Data for analysis
------------------------------------------------------------

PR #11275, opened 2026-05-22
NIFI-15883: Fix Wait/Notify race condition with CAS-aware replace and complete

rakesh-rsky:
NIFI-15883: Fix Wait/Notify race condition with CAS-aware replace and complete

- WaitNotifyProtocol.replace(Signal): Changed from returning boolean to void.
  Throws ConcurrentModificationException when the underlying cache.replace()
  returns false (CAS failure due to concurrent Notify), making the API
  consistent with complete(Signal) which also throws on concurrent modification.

------------------------------------------------------------

What needs to be done
Nothing in the material should be left out; output it exactly.

Result for this exercise
PR #11275, opened 2026-05-22
NIFI-15883: Fix Wait/Notify race condition with CAS-aware replace and complete

rakesh-rsky:
NIFI-15883: Fix Wait/Notify race condition with CAS-aware replace and complete

- WaitNotifyProtocol.replace(Signal): Changed from returning boolean to void.
  Throws ConcurrentModificationException when the underlying cache.replace()
  returns false (CAS failure due to concurrent Notify), making the API
  consistent with complete(Signal) which also throws on concurrent modification.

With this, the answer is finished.